- Opening Delimiter -
Issue #270, opened 2024-07-28
Contract Deployment Failed


Blockcowboy2:
Note: Using contract template.

 🚀 Network launched successfully - ctrl-c to terminate
│  ⛓️ rococo-local
│       alice:
│         portal: https://polkadot.js.org/apps/?rpc=ws://127.0.0.1:**51867**#/explorer
│         logs: tail -f /var/folders/cl/cptzdfls60jf6z6pcrq3dbkm0000gn/T/zombie-db27a062-3320-4b30-9301-aa682a711f9f/alice/alice.log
- Closing Delimiter -
▶ Task details: Out of the data above, return each line where the word "alice" can be found.

▶ The completed task:
│       alice:
│         logs: tail -f /var/folders/cl/cptzdfls60jf6z6pcrq3dbkm0000gn/T/zombie-db27a062-3320-4b30-9301-aa682a711f9f/alice/alice.log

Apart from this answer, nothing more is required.